The estate of a man who died from COVID-19 whilst travelling on business to New York in 2020 has won a milestone decision in their favour within the New South Wales Workers Compensation Scheme for significant death benefits compensation and medical treatment expenses.

This is the first known matter to be determined by the Personal Injury Commission relating to COVID-19.

The Applicant, being the widow of the deceased worker and the administrator of his estate, was awarded lump sum death benefits in the amount of $834,200. An additional compensation was granted for a further $11 million (USD) for the cost of medical and hospital related treatment which the deceased worker received in New York.

Contraction of COVID-19 arising in the course of employment

A key issue in this matter to be determined by the Commission was to establish whether contracting the virus was an injury which arose out of or in the course of the deceased worker's employment.

The deceased worker was a dental entrepreneur and he had a group of companies which included the Australian branch of the company G & S Sara Pty Ltd of which both he and his wife were sole directors. The Australian company paid him a wage.

The deceased also had a company in the United States of which the deceased was the managing director and president.

In the proceedings the insurer argued that at the time of contracting the virus, the deceased was not actually employed by the Australian company that it insured.
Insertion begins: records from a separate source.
PR #1168, opened 2024-04-25
Improve `Need` node creation and content parsing

chrisjsewell:
This PR improves the creation of need nodes and the `api.need.add_need()` function:

- It now accepts the `content` argument as a `docutils.StringList`, which can be passed directly from a directive.
- It now accepts a new `lineno_content` argument, which denotes the starting line number of the content, within the directive.
-  `lineno_content` is stored within the internal need data index (although for now it is not output in the `needs.json`)
- These arguments are used to improve the reporting of warnings, at the correct line number.

Note, it also deals with fixing some issues in the test suite arising from sphinx v7.3

----

original comment:

This is a WIP based on @PhilipPartsch original PR (#1150), where the main goal is to have sphinx warnings point to a sensible location in the source documentation (file-path and line-number)

The main difference being that here, where possible we simply pass through the `StringList` object (a "source-mapped" representation of the content) from the actual directive and pass that.
This works best for needs directives that are specified directly on the page, e.g.

```restructuredtext
.. req: title
   :id: my_id

   This is the content, which can have **nested syntax** that we want to parse
```
 
If the content is not directly on the page, then this is where I have found things becoming tricky.
This could either be because, the need contains jinja content, e.g.

```restructuredtext
.. req: title
   :id: my_id
   :jinja_content: true

   {% for i in range(11) %}
   This is the content.
   After it is "pre-rendered" by jinja, then the content might not align with the original source.
   {% endfor %}
```

or because it is an external need, loaded from a JSON file, e.g.:

```python
needs_external_needs = [
      {
        'base_url': 'http://mydocs/my_project',
        'json_url':  'http://mydocs/my_project/needs.json',
        'version': '1.0',
        'id_prefix': 'ext_',
        'css_class': 'external_link',
      },
 ]
```

For both of these, ideally we want to construct our own source-mapping object to pass to docutils/sphinx: https://github.com/live-clones/docutils/blob/582f8c946f776da7db652c06e0b49521f9dc3fdf/docutils/docutils/statemachine.py#L1323

For example, we might want to simply point every line to the start of the directive:

```python
sourcemap = StringList(content.splitlines(), items=[(source, lineno) for _ in content.splitlines()])
state.nested_parse(sourcemap, ...)
```

The appears to me, to be a minor technical annoyance here, in that docutils ignores this source-mapping, when it comes to issue warnings, for example here: https://github.com/live-clones/docutils/blob/582f8c946f776da7db652c06e0b49521f9dc3fdf/docutils/docutils/parsers/rst/states.py#L429

instead of using `StateMachine.get_source_and_line(lineno)`, which returns what we set in `sourcemap`, to get the correct place to report about, it actually uses `abs_line_number`, which just report the line offset in.

This is probably a bit technical for people reading this, but I write it here asI think I will eventually upstream the question as a bug to docutils.


PhilipPartsch:
Cool.
Hint: `needs_external_needs` are not an issue to been parsed, as external needs are been skipped before parsing. See current [api/need.py](https://github.com/useblocks/sphinx-needs/blob/90bae4a7664d8c7d899f034671374007a6b792f4/sphinx_needs/api/need.py#L459).

I believe we have to have a look about [needimport](https://github.com/useblocks/sphinx-needs/blob/90bae4a7664d8c7d899f034671374007a6b792f4/sphinx_needs/directives/needimport.py#L254C58-L254C62), especially as they are from a external source but not marked as `is_external`.

danwos (approved):

Issue #1172, opened 2024-05-07
Improve compatibility with common sphinx HTML themes


chrisjsewell:
On looking into improving our documentation, I was seeing if we could move to the furo theme https://github.com/pradyunsg/furo, since these days it is probably the most widely used sphinx theme.

I have found this quite difficult to get looking nice with the current HTML/CSS of sphinx-needs.
As exampled by the screenshot below, you can see that our current documentation relies on quite a "delicate" mixture of CSS across multiple sources; certainly non-trivial for users to get correct

Basically, we should aim to support out-the-box some of the common sphinx themes (or at least have documentation on the CSS required).

![image](https://github.com/useblocks/sphinx-needs/assets/2997570/e7ecd671-7951-4485-b3ab-3e819df4a5be)

Note, in sphinx-design I actually build the documentation for multiple themes (in synced repo branches). It may be overkill here, but it is a possibility:
![image](https://github.com/useblocks/sphinx-needs/assets/2997570/bbe1aed3-4ccb-47f5-8821-37933749c313)

PR #1178, opened 2024-05-08
👌 Streamline internal CSS

chrisjsewell:
As one might expect from CSS themes, the only thing that should really change are colors, and that was essentially the case for `sphinx_needs/css`

This PR moves nearly all the duplication of CSS within the theme specific files to `common.css`, 
and moves to simply using [color variables](https://developer.mozilla.org/en-US/docs/Web/CSS/Using_CSS_custom_properties)

This makes it easier to customise these colors, have them dynamically change in [light/dark mode](https://css-tricks.com/dark-modes-with-css/) and, most importantly, integrate better with other sphinx themes (like e.g. https://pradyunsg.me/furo/customisation/#theme-options)

(this is a step towards #1172)


sphinx_needs/css/dark/data_tables.css
```diff
@@ -0,0 +1,101 @@
+/* DataTable layout*/
```
chrisjsewell, line 1: I would like to also remove this, but there wasn't obvious duplication here, so not as trivial

chrisjsewell:
a  few tests to fix, but yeh this is still ready for review

danwos (approved):
Looks much cleaner now. Thanks for this PR :+1:

PR #1181, opened 2024-05-15
👌 Improve cross-theme compatibility of need collapse button

chrisjsewell:
Currently, the need collapse toggle icons are added to the page like:

image

Wrapping the SVG icons in an `` is not great, because it does not allow it to be properly styled.
Indeed for our own docs, we have to use the horrible hack of `filter: brightness(0) invert(1)`, to get these icons to have the correct color for light/dark mode 😬 

This PR instead places the entire SVG onto the page, and adds some core CSS to set it at the correct relative size (and float right)

image

the SVG then matches the local text color, without any need for additional CSS:

image

Also, the initial visibility of the icons is now set correctly, before any JS is run,
so that you don't get a bad render experience, whereby both icons are initial visible (until the JS is triggered)

Note, it might be ideal to de-duplicate these SVGs on the page (see e.g. [this stackoverflow](https://stackoverflow.com/questions/64997454/how-to-eliminate-html-code-duplication-when-using-the-same-svg-icon-in-multiple)), but given these icons are small I don't think this is worth the added complexity for now

---

part of addressing #1172

### DIFF
--- a/docs/_static/custom.css
+++ b/docs/_static/custom.css
@@ -66,7 +66,7 @@ h3 {
     --img-filter: brightness(0) invert(1);
 }
 
-img.needs-logo-big, img.sn_collapse_img {
+img.needs-logo-big {
     filter: var(--img-filter);
 }
 
--- a/poetry.lock
+++ b/poetry.lock
@@ -1112,13 +1112,13 @@ python-dateutil = ">=2.7"
 
 [[package]]
 name = "mdit-py-plugins"
-version = "0.4.0"
+version = "0.4.1"
 description = "Collection of plugins for markdown-it-py"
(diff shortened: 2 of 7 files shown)


chrisjsewell:
Another note, https://sphinx-togglebutton.readthedocs.io also directly adds the SVG to the page, they also wrap it in a `button` rather than a `span`, which may be better for accessibility, but I won't do that in this PR
https://github.com/executablebooks/sphinx-togglebutton/blob/f468ca6c5fd4caf0085a97f84794d733794f3614/sphinx_togglebutton/_static/togglebutton.js#L28

danwos (approved):

PR #1186, opened 2024-05-31
✨ Allow creating a `needflow` from a `root_id`

chrisjsewell:
A classic use-case for visualising a graph, is to select a root node and visualise the sub-tree of all ancestor / decendant nodes.
Here we add the capability to the `needflow` directive, via new `root_id`, `root_direction` and `root_depth` options

### DIFF
--- a/docs/directives/needflow.rst
+++ b/docs/directives/needflow.rst
@@ -45,6 +45,71 @@ Options
    **needflow** supports the full filtering possibilities of **Sphinx-Needs**.
    Please see :ref:`filter` for more information.
 
+.. _needflow_root_id:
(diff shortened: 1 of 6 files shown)


danwos (changes requested):
Great idea and implementation, but I guess we need a little more docs for user :)

chrisjsewell:
> Great idea and implementation, but I guess we need a little more docs for user :)

done 👍 see https://sphinx-needs--1186.org.readthedocs.build/en/1186/directives/needflow.html#root-id

danwos (approved):
Thanks for the great docs

PR #1188, opened 2024-05-31
👌 Allow collapse/delete/jinja_content directive options to be flags

chrisjsewell:
Currently, one must use e.g.:

```restructuredtext
.. req:: title
   :collapse: true
```

but it feels more consistent/expected to allow for:

```restructuredtext
.. req:: title
   :collapse:
```


sphinx_needs/directives/need.py
```diff
@@ -86,32 +86,29 @@ def run(self) -> Sequence[nodes.Node]:
...
+            option_value = self.options.get(option_name)
+            if isinstance(option_value, str):
+                if option_value.upper() in ["", "TRUE", "YES"]:
+                    return True
+                if option_value.upper() in ["FALSE", "NO"]:
+                    return False
+                raise ValueError(
+                    f"{option_name!r} option must be true/false/yes/no, found: {option_value!r}"
+                )
+            return None
```
danwos, line 99: is `none` correct here?
Shouldn't it be `True` in cases where no string was provided, but the option was set?

chrisjsewell, line 99:
```suggestion
            return option_value
```

chrisjsewell: no, if the option is set then the value will be the empty string, which is now converted to `True` above,
I just changed it to return the `option_value` otherwise, to be the same as previous, although this should never not be `None` at this point

sphinx_needs/directives/need.py
```diff
@@ -86,32 +86,29 @@ def run(self) -> Sequence[nodes.Node]:
...
+            option_value = self.options.get(option_name)
+            if isinstance(option_value, str):
+                if option_value.upper() in ["", "TRUE", "YES"]:
+                    return True
+                if option_value.upper() in ["FALSE", "NO"]:
+                    return False
+                raise ValueError(
+                    f"{option_name!r} option must be true/false/yes/no, found: {option_value!r}"
+                )
+            return option_value
```
chrisjsewell, line 99:
```suggestion
            return option_value  # type: ignore[no-any-return]
```

docs/directives/need.rst
```diff
@@ -173,7 +173,7 @@ Below is an implementation of variants for need options:
       :id: VA_004
       :status: ['variants' in tags and not collapse]:enabled, disabled
       :tags: variants;support
-      :collapse: true
+      :collapse: True
```
chrisjsewell, line 176:
```suggestion
      :collapse: true
```

docs/directives/need.rst
```diff
@@ -183,7 +183,7 @@ Below is an implementation of variants for need options:
    :id: VA_004
    :status: ['variants' in tags and not collapse]:enabled, disabled
    :tags: variants;support
-   :collapse: true
+   :collapse: True
```
chrisjsewell, line 186:
```suggestion
   :collapse: true
```

sphinx_needs/directives/need.py
chrisjsewell: I removed the `true` from here: https://sphinx-needs--1188.org.readthedocs.build/en/1188/directives/need.html#collapse, and you can see it does work correctly

danwos (approved):

PR #1189, opened 2024-05-31
👌 Improve need link tooltips

chrisjsewell:
Currently, the tooltips in needs, for links to need IDs is a bit odd, it just says the current need ID with no context:
 
need-hover-now

This seems not useful, so here I have changed them to provide a tooltip of the title of the linked need:

need-hover-after


chrisjsewell:
Will need to fix the tests for this, but would be good to get feedback first

danwos:
This change is fine and makes total sense. :+1:

PR #1190, opened 2024-05-31
📚 Use new need-example directive for all examples

chrisjsewell:
This PR removes the duplication of examples (as literal and rendered), by adding a `need-example` directive.

This removes issues with inconsistencies, and also allows for consistent/centralised formatting of the examples.


chrisjsewell:
Don't know why RTD is not reporting the status, but it built: https://sphinx-needs--1190.org.readthedocs.build/en/1190/index.html

danwos (approved):
Love it. Thanks :+1:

Rather the insurer claimed that the deceased travelled to the United States to perform work for the US based company.

Upon review of the deceased financial records, the Commission was highly persuaded by the fact that the deceased was paid a wage from the Australian company that employed him.
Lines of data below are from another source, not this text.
PR #1191, opened 2024-06-02
🔧 Improve `match_variants` function

chrisjsewell:
Simplify the logic, add better docstring, and add unit tests, to make it clearer how it works.

Change to return `None` when no match, rather than just return the original value, to make the result clearer.

Allow the source location to be passed to the function, for reporting in warnings.

---

Note, this was actually done in order to enable an upcoming PR, to add a `border_color` option to `needflow`, e.g. to color borders based on their status:

```restructuredtext
.. needflow:: Engineering plan to develop a car
    :root_id: T_CAR
    :config: lefttoright,tutorial
    :show_link_names:
    :border_color: [status == 'open']:FF0000, [status == 'in progress']:0000FF, [status == 'done']:00FF00
```

### DIFF
--- a/sphinx_needs/utils.py
+++ b/sphinx_needs/utils.py
@@ -6,7 +6,6 @@ import operator
 import os
 import re
 from functools import lru_cache, reduce, wraps
-from re import Pattern
 from typing import TYPE_CHECKING, Any, Callable, TypeVar
 from urllib.parse import urlparse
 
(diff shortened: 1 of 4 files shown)


sphinx_needs/utils.py
```diff
@@ -542,110 +541,85 @@ def match_string_link(
...
-
-    # Handling multiple variant definitions
-    if isinstance(option_value, str):
-        multiple_variants: list[str] = variant_splitting.split(rf"""{option_value}""")
-        multiple_variants = [
+    options_list: list[str]
+    if isinstance(options, str):
+        options_list = re.split(
+            r"([\[\]]{1}[\w=:'. \-\"]+[\[\(\{]{1}[\w=,.': \-\"]*[\]\)\}]{1}[\[\]]{1}:[\w.\- ]+)|([\[\]]{1}[\w=:.'\-\[\] \"]+[\[\]]{1}:[\w.\- ]+)|([\w.: ]+[,;]{1})",
+            rf"""{options}""",
```
danwos, line 577: Should this regex be precompiled?

Otherwise, I guess it gets recompiled with every need-option?!

sphinx_needs/utils.py
```diff
@@ -542,110 +541,85 @@ def match_string_link(
...
-        return new_option_value
+    elif isinstance(options, (list, set, tuple)):
+        options_list = [str(opt) for opt in options]
     else:
-        return option_value
+        raise TypeError(
+            f"Option value must be a string or iterable of strings. {type(options)} found."
+        )
+
+    variant_regex = re.compile(r"^([\w'=,:.\-\"\[\] ]+):([\w'=:.\-\"\[\] ]+)$")
```
danwos, line 591: Does compiling these regexes on the module level only once make sense?

danwos (changes requested):
1-2 questions. But thanks for this enhancement.

sphinx_needs/utils.py
chrisjsewell: Nope, Python caches every compiled regexes: https://github.com/python/cpython/blob/8e6321efd72d12263398994e59c5216edcada3c0/Lib/re/__init__.py#L330

so in fact it was inefficient to be re-compiling on every call to this function, and this should improve perfomance!

danwos (approved):

PR #1198, opened 2024-06-18
🐛 Fix needextract

chrisjsewell:
- remove content_id
- rename content_node -> node_copy
- move needextract specific code to needextract.py
- use warnings instead of raising


chrisjsewell:
Superseded by #1249

PR #1201, opened 2024-06-26
📚 Make each example's sentence the need's own content in roles.rst

Peter-Baer:
Both examples on the roles page — the `:need:` one and the `need_outgoing` one — become the content of the need they describe, rather than paragraphs after it.

Until #1919 this could not build: a `[[field]]` inside a need's content was intercepted as the deprecated dynamic-function syntax (4.0.0, #1269) before the `:need:` role that carries it was resolved, so the first example's `[[value]] [[unit]] …` line failed the `-W` docs build with ten warnings once it sat inside the need. #1919 removed that scan for 9.0.0 (#1906), and the `:need:` role's own template syntax now renders inside a need — that build was the acceptance test for #1919, with this branch's diff applied.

The Commission concluded that there was a clear intention by the Australian company that it continually employed the deceased and this did not change even though he travelled to the United States to perform work with the Australian branch.

The Commission ultimately concluded, after reviewing all the financial records and reviewing the deceased's decision to apply for an exemption to travel, that there were no changes in his working arrangement and he was not “transferred” to the employment of the US company.
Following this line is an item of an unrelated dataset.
PR #1202, opened 2024-07-01
FIX: Use `re.fullmatch` for `needs_id_regex` in need creation

chrisjsewell:
The regex supplied should be assumed to match the entire string, rather than be a partial match (as is the case currently using `re.match`).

Once the hurdle of whether the deceased was performing work in the course of his employment was satisfied in accordance with section 4 of the 1987 Act, the decision of whether the injury arose in the course of his employment was easily satisfied by the Personal Injury Commission.

The Respondent conceded that if the deceased was in the United States for the course of his employment duties with G & S Sara Pty Ltd, then his contraction of COVID-19 was in the course of his employment.

Ultimately, the Commission was satisfied that the deceased sustained injury in the course of his employment with the insured Australian Company.

Overall, this recent decision by the Personal Injury Commission comes as a reminder that if established that a worker has contracted COVID-19 in the course of their employment, the insurer will be liable for some significant compensation payable to the worker which includes but is not limited to medical treatment expenses, weekly payments and in circumstances where the injury is serious enough, death benefits as well.